Sugar is a demon for me, the more I eat it the more I feel like a total addict - licking the bowls of frosting clean with a spatula and depositing it directly into my mouth. To my defense, I made the frosting from powdered sugar I had made in my Vitamix. I'd challenge anyone to stop eating chocolate frosting that has a slight crunch to it; it's like frosting made with malted milk powder without the too sweet, malty aftertaste. It makes your teeth hurt, but not so much that you can stop yourself from shoveling it in. It's frosting that makes you know you have a problem.

4th of July breakfast.

Yesterday I made waffles with white flour, blueberries and ample amount of maple syrup adorning them. They weren't even sourdough, just plain, quick, all-American waffles. I guess I really am making every excuse to eat sweets these first days of July, and the least of them is that it is just too dang hot to eat much more than mouthfuls of sugar. After breakfast, I didn't eat again until we grilled out late in the afternoon.

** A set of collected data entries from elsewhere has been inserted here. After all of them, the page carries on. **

Issue #561, opened 2023-06-06
AttributeError: type object 'Solver' has no attribute 'requirements'


UR4NVS:
## How to reproduce the error
I got *AttributeError: type object 'Solver' has no attribute 'requirements'* when I tried to launch a benchmark with XGBClassifier solver without installing in my conda environnement the package xgboost.

## Fixing the error
To fix it, I added a variable called `requirements` in the file of the solver causing this error (i.e `xgboost.py`). This variable must contain a list with the name of the solver's conda package (in this case it'll be `requirements = ["py-xgboost"]`).

mathurinm:
Hi @UR4NVS, thanks for your feedback ! 
If the solver is not installed, you indeed need to tell benchopt which packages needs to be installed in order for the solver to work, by adding a `requirements` attribute as you did.
 
 However I am surprised that you got a bug, because if the solver is not installed it should be skipped. Can you share the command that generated the error? And if your benchmark is public, can you share a link to the repo?

tomMoral:
I think the issue is with the `benchopt install` command, when collecting uninstalled solvers. If there is an import error in the `safe_import_context`, it expect to find a `requirements` attribute. If there is none, I would suggest we raise a more comprehensive error :)

@UR4NVS , do you think you could look into  this? this involves changing the line [here](https://github.com/benchopt/benchopt/blob/main/benchopt/utils/dependencies_mixin.py#L102)
to check if the requirements exists and raise an error asking to add a `requirements` attribute in the solver class if not.

Badr-MOUFAD:
Should it be closed after the merge of #562?

mathurinm:
fixed by #562

PR #562, opened 2023-06-08
Created error message for requirements error

UR4NVS:
Added an error message in `install` method of `DependenciesMixin` class to make error `AttributeError: type object 'Solver' has no attribute 'requirements'` understandable.

### DIFF
--- a/benchopt/utils/dependencies_mixin.py
+++ b/benchopt/utils/dependencies_mixin.py
@@ -99,19 +99,18 @@ class DependenciesMixin:
             try:
                 cls._pre_install_hook(env_name=env_name)
                 if cls.install_cmd == 'conda':
-                    try:
+                    if hasattr(cls, "requirements"):
                         install_in_conda_env(*cls.requirements,
                                              env_name=env_name,
                                              force=force)
-                    except AttributeError:
-                        print(
-                            "Missing 'requirements' variable in Solver",
-                            "class.\nRequirements must be a list containing",
-                            "the name of the package that you are",
-                            "using for the solver (except scikit-learn).\n",
-                            "\rExamples :\n",
-                            "\rrequirements = ['package'] (conda package)\n",
-                            "\rrequirements = ['pip:package'] (Pypi package)"
+                    else:
+                        raise AttributeError(
+                            """Missing 'requirements' variable in Solver class.
+                            \rRequirements must be a list containing the name of the package that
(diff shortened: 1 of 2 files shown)


benchopt/utils/dependencies_mixin.py
```diff
@@ -99,8 +99,20 @@ def install(cls, env_name=None, force=False):
             try:
                 cls._pre_install_hook(env_name=env_name)
                 if cls.install_cmd == 'conda':
-                    install_in_conda_env(*cls.requirements, env_name=env_name,
-                                         force=force)
+                    try:
+                        install_in_conda_env(*cls.requirements,
+                                             env_name=env_name,
+                                             force=force)
+                    except AttributeError:
```
mathurinm, line 106: there could be an AttributeError due to another attribute than `requirements` missing. Instead of try except, should we use `if hasattr(cls, "requirement") / else` ?

tomMoral: Yes this would be better

UR4NVS: I pushed a new commit. Tell me if I need to modify again the file

Badr-MOUFAD:
Happy to take over this PR!

I have one concern regarding making a unit test the fix.
In fact, I'm unable to reproduce the bug in #561 when running a benchmark with a solver not having a ``requirements`` attribute.

<details>
<summary>(click to expend solver code)</summary>

```python
from benchopt import BaseSolver
from benchopt import safe_import_context


with safe_import_context() as import_ctx:
    import i_m_not_a_package


class Solver(BaseSolver):
    name = 'test-requirement'

    def set_objective(self, X):
        i_m_not_a_package.break_this_code()
        pass

    def run(self, n_iter):
        pass

    def get_result(self):
        return
```
</details>

As expected the solver is skipped
```bash
Benchopt is running
Simulated                                                                                                                                                                                           
  |--Test objective requirements                                                                                                                                                                    
  File "~/solvers/solver_requirements.py", line 6, in <module>
    import i_m_not_a_package
ModuleNotFoundError: No module named 'i_m_not_a_package'
    |--test-requirement: not installed                                                                                                                                                              
No output produced.  
```

I'm a bit confused,
am I lacking context about the issue, @tomMoral, @mathurinm?

mathurinm:
The problem happens if you try to *install* the solver, no ?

I have also made a few batches of ice cream this week, using Jeni's Splendid method I first read about last year when she was profiled in Saveur. Recently I found her aptly splendid ice creams book at the library, and I really have never had finer vanilla ice cream. July's heat has me oogling the salted caramel, the goat cheese with sour roasted cherries, the olive oil with salted pumpkin seed... Oh, how easy it is for me to give in to sugar addiction! So many I'd love to try, and so few days left in my sugar binge. I just keep telling myself that it's only a few days until the next birthday, and then I will have no more excuse to make and eat desserts. I will go back to my austere dining habits and behave myself. But I will keep Jeni's website in my browser so I can visually indulge.

mushroom pate
what??

But there were actually meals of a non-sugar nature. They consisted of a few bites of my potato salad, augmented with red pepper and plenty of hard cooked egg. (When it's hot, not much tastes better than a little bowl of potato salad for supper. I do believe that's my Gram talking right there.) There were several meals of thick slices of bread, spread with curried mushroom "pate". I got that recipe idea from the back of one of my co-op newsletters, and I don't think there is much I could do to ruin it no matter the substitutions I make. It isn't really very pretty, but my, it sure is tasty. Especially when it's cold from the fridge after a day or two of lingering. (Click the photo above for the recipe.)

tacos

I ate taco(s) today courtesy of my best friend, but ate too many of the accompanying salsas with chips and could only manage to eat one of the two after driving around in my a/c-less car for the morning. It was a lunch I will remember always, because we are both budget minded right now, and this 10$ spent may have well as been 75$ to me especially. But I have the most gracious friends who look out for me and pick me up when I need it the most. I could seriously cry thinking about this taco, but instead I blinked it back and remembered this peanut-arbol chile salsa I've made a couple of times. Also from Saveur a while back, that salsa will be made as repayment, a garnish for my own tacos that I'll invite my friends to eat. And it makes my own tacos every bit as good as eating out tacos, but sometimes it's the eating out that you need for inspiration and encouragement.

So maybe the heat is getting to me. I am so thankful for the air conditioning in my house, that its 1970's shell is still pounding away and hasn't decided to give up the ghost. For all of my Mexican roots, I must be northern in my blood much deeper since I wilt fast in heat and grow grumpy, unhungry, and solemn. I have to work hard right now to look for the happy things, though they are most definitely there. I hear all over town that the heat should break tomorrow by 10 p.m., and then I will bake cupcakes with pirate flags, altering my favorite Dorie Greenspan chocolate cake with billowy, marshmallowy frosting to please some 6-year-olds as much as to please myself, a day or two left in my sugary early July. And then, after I recover from all the sugar, I'll venture back outside and enjoy some more hospitably warm days, hopefully back in the double digits.